> _WHAT TO DO_
Report each line of the data that contains the string "about".

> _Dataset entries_
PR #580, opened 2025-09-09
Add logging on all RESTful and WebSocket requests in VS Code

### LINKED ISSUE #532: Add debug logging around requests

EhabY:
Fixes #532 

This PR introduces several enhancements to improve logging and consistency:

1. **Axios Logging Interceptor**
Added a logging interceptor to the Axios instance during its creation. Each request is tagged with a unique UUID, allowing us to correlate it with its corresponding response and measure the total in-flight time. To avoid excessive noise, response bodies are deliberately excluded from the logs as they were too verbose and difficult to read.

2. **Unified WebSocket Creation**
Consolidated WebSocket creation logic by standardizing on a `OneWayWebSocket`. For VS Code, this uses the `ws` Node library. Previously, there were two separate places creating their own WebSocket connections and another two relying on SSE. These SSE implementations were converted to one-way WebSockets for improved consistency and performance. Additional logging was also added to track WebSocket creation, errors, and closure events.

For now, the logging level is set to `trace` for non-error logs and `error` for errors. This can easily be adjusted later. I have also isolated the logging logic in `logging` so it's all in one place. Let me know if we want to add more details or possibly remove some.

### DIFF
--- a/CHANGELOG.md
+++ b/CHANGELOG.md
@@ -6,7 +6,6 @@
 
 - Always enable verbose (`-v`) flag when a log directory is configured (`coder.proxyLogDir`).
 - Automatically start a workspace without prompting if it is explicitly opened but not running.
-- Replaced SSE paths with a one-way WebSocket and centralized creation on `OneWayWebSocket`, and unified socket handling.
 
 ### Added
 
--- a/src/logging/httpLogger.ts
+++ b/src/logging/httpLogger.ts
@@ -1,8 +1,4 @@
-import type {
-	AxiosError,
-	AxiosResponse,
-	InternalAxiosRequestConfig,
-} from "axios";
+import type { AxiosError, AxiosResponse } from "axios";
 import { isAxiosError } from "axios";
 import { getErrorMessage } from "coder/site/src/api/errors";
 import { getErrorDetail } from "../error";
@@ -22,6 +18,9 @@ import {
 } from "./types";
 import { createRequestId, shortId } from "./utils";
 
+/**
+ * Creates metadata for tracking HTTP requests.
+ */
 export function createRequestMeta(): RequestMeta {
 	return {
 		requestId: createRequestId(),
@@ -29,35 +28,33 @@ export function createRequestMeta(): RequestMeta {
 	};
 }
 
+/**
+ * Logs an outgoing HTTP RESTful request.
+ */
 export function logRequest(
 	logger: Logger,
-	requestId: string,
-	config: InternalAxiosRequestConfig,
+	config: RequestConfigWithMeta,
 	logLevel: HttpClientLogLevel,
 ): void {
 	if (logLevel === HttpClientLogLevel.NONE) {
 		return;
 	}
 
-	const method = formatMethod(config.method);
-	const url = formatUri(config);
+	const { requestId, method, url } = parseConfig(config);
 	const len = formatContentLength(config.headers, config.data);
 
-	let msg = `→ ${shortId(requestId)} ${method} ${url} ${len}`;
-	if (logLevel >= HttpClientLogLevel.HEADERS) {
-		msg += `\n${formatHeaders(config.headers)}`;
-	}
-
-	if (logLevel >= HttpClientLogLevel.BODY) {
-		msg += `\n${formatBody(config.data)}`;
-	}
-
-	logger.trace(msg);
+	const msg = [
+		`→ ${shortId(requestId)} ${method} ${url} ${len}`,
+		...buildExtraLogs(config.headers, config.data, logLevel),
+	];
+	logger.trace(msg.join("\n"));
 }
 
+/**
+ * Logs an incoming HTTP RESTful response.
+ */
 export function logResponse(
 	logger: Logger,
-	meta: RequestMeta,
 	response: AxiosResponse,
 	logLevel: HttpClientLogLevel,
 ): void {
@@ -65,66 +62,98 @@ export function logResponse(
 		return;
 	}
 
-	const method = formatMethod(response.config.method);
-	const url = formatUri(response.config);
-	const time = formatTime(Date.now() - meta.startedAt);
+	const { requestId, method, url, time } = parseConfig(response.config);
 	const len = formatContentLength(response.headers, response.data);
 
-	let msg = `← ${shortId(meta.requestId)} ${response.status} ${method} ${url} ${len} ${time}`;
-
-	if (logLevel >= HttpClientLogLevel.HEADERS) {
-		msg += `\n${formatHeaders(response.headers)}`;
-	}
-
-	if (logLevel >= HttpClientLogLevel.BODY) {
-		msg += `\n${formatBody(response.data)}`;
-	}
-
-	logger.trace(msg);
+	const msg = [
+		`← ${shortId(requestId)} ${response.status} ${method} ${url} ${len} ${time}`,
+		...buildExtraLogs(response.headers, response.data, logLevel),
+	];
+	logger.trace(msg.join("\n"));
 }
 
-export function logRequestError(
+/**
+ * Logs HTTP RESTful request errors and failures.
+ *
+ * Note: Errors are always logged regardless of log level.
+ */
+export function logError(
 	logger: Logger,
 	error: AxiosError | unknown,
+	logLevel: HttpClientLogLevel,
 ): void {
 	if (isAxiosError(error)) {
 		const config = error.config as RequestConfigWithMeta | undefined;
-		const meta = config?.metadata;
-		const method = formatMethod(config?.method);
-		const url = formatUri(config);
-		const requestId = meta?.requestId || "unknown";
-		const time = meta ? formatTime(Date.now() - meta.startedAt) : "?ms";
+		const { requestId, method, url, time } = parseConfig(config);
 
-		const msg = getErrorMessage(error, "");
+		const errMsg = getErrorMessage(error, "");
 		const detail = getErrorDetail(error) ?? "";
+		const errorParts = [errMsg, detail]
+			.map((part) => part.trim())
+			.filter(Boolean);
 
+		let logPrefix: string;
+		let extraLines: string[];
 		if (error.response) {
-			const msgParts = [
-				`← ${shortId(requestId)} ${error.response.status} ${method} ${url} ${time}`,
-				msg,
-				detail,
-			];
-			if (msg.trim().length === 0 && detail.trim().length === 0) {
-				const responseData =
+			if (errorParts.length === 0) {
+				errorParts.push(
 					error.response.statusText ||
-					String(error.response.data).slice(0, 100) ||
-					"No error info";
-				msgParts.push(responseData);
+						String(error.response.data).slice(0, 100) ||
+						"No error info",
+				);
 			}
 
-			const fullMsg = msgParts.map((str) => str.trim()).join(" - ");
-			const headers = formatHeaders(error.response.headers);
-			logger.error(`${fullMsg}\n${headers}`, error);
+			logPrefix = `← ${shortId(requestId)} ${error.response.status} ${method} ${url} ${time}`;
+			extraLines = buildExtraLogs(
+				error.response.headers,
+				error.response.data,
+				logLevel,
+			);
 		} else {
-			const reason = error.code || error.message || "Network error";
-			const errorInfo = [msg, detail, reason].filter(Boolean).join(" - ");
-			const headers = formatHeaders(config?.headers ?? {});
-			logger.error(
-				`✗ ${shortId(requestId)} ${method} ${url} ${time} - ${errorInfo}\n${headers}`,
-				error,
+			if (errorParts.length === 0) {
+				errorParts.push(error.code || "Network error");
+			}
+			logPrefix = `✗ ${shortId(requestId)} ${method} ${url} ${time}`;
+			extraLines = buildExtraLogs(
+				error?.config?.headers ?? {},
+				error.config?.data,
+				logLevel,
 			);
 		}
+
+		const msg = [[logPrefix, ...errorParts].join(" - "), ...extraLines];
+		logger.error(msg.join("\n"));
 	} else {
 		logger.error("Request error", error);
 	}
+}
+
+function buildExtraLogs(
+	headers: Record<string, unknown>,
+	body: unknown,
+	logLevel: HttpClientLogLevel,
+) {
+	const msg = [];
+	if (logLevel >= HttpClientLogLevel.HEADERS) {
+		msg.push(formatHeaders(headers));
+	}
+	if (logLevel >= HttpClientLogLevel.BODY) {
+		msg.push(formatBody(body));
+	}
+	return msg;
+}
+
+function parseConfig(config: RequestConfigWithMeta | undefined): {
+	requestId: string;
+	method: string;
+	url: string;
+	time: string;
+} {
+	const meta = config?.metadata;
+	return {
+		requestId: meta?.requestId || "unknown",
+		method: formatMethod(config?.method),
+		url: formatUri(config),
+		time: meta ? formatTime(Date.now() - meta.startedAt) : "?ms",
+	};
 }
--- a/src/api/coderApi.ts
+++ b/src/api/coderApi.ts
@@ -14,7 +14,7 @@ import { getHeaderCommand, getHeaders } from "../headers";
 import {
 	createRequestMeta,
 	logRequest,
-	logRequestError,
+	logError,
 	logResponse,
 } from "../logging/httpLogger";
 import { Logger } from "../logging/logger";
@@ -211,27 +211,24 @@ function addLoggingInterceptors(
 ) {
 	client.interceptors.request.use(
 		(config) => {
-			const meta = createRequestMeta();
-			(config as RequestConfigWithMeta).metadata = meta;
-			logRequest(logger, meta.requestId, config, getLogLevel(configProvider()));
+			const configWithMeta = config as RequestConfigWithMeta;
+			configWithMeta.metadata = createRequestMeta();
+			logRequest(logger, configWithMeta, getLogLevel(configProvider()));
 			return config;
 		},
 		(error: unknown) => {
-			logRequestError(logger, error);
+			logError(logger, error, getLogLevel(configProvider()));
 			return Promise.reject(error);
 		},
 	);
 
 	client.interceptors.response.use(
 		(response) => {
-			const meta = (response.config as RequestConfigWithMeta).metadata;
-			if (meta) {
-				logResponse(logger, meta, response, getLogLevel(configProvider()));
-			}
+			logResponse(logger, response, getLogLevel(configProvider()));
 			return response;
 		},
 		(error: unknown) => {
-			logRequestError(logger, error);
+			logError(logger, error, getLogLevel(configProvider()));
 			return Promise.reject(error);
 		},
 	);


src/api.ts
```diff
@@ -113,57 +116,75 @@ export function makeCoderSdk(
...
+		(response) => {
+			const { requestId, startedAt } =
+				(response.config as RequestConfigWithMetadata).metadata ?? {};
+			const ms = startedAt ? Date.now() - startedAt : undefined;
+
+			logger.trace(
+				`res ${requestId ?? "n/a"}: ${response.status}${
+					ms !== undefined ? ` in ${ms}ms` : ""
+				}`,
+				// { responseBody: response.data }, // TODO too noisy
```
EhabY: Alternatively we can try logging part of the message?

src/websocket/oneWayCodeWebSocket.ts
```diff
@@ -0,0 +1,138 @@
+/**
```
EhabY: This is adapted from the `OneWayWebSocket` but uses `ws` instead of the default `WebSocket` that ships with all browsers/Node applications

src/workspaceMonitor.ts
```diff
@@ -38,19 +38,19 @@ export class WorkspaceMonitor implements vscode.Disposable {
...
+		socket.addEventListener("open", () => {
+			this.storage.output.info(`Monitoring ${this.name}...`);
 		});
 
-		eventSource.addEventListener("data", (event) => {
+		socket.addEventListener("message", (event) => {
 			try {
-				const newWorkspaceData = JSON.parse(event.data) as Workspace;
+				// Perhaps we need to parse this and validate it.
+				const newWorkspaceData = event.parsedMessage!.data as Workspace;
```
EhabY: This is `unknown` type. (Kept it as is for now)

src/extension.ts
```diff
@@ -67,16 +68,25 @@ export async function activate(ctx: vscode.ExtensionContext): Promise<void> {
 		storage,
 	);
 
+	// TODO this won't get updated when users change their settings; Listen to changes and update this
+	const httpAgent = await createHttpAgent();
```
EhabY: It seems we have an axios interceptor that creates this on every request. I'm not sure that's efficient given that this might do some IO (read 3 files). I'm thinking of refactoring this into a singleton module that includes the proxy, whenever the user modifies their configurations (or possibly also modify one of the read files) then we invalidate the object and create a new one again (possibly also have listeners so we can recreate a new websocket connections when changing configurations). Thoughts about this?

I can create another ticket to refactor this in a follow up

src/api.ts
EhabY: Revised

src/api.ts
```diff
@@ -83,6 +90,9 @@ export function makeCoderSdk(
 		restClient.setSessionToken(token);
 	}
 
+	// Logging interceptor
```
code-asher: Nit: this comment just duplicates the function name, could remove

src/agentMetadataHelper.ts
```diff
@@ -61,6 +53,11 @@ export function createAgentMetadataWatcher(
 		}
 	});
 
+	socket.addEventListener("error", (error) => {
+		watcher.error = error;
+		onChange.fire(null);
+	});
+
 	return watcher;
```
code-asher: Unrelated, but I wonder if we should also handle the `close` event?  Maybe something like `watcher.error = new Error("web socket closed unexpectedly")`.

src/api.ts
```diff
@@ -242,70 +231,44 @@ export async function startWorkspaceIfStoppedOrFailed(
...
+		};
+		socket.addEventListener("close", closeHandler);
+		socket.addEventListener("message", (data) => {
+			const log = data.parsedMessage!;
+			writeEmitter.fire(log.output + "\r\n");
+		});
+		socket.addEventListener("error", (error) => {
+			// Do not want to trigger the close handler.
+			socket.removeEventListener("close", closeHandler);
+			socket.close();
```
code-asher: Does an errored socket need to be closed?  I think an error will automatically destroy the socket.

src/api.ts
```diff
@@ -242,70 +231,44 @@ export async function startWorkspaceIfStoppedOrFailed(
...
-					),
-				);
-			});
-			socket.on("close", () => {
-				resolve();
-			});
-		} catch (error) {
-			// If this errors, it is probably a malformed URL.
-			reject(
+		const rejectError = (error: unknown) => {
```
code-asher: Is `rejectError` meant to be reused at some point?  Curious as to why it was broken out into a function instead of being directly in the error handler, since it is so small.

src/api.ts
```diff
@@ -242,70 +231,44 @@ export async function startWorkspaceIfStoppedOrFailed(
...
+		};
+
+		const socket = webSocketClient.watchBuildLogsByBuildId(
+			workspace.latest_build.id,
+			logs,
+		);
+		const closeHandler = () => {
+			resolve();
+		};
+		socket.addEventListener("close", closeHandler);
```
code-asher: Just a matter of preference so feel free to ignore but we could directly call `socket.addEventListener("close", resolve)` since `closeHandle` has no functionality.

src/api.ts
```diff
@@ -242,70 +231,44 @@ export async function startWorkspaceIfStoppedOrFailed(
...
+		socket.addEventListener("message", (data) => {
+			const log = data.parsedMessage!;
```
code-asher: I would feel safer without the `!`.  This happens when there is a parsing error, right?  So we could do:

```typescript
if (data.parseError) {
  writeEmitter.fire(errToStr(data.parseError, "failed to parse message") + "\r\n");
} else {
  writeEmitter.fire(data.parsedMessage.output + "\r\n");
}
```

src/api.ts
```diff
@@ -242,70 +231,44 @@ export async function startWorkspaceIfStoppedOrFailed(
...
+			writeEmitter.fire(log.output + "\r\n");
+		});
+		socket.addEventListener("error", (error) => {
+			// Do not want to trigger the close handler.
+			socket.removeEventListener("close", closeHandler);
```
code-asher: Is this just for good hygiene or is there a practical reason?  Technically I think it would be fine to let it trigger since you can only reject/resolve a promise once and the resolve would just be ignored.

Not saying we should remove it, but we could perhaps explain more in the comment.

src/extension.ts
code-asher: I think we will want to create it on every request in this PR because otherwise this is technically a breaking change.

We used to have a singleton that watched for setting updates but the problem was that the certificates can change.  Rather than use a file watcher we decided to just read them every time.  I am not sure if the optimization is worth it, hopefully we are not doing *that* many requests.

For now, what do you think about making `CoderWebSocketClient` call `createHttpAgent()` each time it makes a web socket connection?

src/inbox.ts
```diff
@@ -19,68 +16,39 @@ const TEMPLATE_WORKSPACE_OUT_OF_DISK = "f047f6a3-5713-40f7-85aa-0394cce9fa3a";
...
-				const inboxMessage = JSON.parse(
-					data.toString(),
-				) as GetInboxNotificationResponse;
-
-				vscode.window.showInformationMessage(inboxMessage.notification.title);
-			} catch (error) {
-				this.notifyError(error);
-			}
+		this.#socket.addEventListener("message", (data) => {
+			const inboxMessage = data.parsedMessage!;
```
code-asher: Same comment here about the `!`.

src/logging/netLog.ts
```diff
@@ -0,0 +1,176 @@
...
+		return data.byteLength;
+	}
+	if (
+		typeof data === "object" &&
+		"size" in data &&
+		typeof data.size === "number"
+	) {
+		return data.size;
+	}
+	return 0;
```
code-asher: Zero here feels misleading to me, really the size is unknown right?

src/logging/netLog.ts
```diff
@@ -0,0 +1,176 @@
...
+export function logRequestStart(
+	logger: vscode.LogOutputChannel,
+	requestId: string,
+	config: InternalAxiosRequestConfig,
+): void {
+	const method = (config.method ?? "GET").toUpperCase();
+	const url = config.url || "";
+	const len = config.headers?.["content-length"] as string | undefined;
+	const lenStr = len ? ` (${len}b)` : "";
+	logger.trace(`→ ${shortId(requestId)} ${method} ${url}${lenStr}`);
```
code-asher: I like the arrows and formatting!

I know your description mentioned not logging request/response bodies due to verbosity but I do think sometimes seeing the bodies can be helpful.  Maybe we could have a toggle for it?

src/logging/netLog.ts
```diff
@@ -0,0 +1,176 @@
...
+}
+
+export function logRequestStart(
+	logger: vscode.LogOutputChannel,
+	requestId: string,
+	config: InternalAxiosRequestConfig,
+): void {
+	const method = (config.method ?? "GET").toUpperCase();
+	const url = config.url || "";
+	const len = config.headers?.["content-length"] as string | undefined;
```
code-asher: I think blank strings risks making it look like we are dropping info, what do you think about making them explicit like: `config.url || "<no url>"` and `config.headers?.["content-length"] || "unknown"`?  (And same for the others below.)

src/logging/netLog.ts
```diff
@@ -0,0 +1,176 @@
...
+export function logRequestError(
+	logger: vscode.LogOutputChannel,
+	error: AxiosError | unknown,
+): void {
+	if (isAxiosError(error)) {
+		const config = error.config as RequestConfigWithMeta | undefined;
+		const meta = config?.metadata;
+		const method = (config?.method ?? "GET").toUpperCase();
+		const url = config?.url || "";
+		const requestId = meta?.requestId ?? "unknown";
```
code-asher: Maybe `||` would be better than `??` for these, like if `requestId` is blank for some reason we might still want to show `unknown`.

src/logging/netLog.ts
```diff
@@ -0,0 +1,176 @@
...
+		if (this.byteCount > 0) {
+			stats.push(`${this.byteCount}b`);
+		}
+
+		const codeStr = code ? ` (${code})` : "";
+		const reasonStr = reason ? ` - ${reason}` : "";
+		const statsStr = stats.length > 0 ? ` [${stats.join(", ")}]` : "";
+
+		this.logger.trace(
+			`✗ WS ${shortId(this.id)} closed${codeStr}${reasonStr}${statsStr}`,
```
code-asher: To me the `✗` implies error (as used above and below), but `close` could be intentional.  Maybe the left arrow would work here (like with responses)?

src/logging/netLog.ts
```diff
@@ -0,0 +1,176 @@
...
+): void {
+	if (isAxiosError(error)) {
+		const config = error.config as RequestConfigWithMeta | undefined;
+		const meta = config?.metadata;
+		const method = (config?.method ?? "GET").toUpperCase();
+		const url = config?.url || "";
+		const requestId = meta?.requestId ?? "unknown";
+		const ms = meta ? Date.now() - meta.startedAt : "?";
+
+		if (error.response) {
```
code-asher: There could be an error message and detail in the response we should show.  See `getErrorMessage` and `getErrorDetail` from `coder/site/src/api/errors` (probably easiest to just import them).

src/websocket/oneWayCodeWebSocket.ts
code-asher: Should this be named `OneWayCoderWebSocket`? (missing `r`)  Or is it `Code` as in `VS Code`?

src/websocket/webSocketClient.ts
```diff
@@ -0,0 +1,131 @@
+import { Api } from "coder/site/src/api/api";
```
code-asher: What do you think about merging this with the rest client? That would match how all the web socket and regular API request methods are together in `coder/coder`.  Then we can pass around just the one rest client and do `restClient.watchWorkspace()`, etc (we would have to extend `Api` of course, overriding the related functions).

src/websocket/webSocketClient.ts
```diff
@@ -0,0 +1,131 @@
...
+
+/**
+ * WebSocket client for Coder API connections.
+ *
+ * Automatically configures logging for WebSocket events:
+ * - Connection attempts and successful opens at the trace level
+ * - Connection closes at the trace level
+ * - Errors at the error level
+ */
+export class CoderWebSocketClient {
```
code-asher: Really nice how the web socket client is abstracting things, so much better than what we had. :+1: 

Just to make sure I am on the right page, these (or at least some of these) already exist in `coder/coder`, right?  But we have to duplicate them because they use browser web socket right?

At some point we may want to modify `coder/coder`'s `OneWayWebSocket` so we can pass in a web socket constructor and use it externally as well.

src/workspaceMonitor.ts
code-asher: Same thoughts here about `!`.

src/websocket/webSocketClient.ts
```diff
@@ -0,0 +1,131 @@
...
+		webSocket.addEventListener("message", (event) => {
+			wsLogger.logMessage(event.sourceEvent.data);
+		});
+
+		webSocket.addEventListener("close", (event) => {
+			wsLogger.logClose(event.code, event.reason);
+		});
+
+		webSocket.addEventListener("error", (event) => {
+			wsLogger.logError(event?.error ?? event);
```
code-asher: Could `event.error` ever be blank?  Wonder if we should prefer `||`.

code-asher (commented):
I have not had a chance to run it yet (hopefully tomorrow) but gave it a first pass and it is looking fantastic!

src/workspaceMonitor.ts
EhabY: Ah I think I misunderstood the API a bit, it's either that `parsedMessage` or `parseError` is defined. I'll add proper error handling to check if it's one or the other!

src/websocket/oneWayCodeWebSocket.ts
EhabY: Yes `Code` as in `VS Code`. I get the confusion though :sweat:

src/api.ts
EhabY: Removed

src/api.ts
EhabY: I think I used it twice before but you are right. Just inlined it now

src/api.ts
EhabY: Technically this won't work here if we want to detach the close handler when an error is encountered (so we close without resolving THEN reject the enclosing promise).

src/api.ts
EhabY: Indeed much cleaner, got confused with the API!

> _ANSWER SPACE_
EhabY: It seems we have an axios interceptor that creates this on every request. I'm not sure that's efficient given that this might do some IO (read 3 files). I'm thinking of refactoring this into a singleton module that includes the proxy, whenever the user modifies their configurations (or possibly also modify one of the read files) then we invalidate the object and create a new one again (possibly also have listeners so we can recreate a new websocket connections when changing configurations). Thoughts about this?
For now, what do you think about making `CoderWebSocketClient` call `createHttpAgent()` each time it makes a web socket connection?
code-asher: Same comment here about the `!`.
code-asher: I think blank strings risks making it look like we are dropping info, what do you think about making them explicit like: `config.url || "<no url>"` and `config.headers?.["content-length"] || "unknown"`?  (And same for the others below.)
code-asher: What do you think about merging this with the rest client? That would match how all the web socket and regular API request methods are together in `coder/coder`.  Then we can pass around just the one rest client and do `restClient.watchWorkspace()`, etc (we would have to extend `Api` of course, overriding the related functions).
code-asher: Same thoughts here about `!`.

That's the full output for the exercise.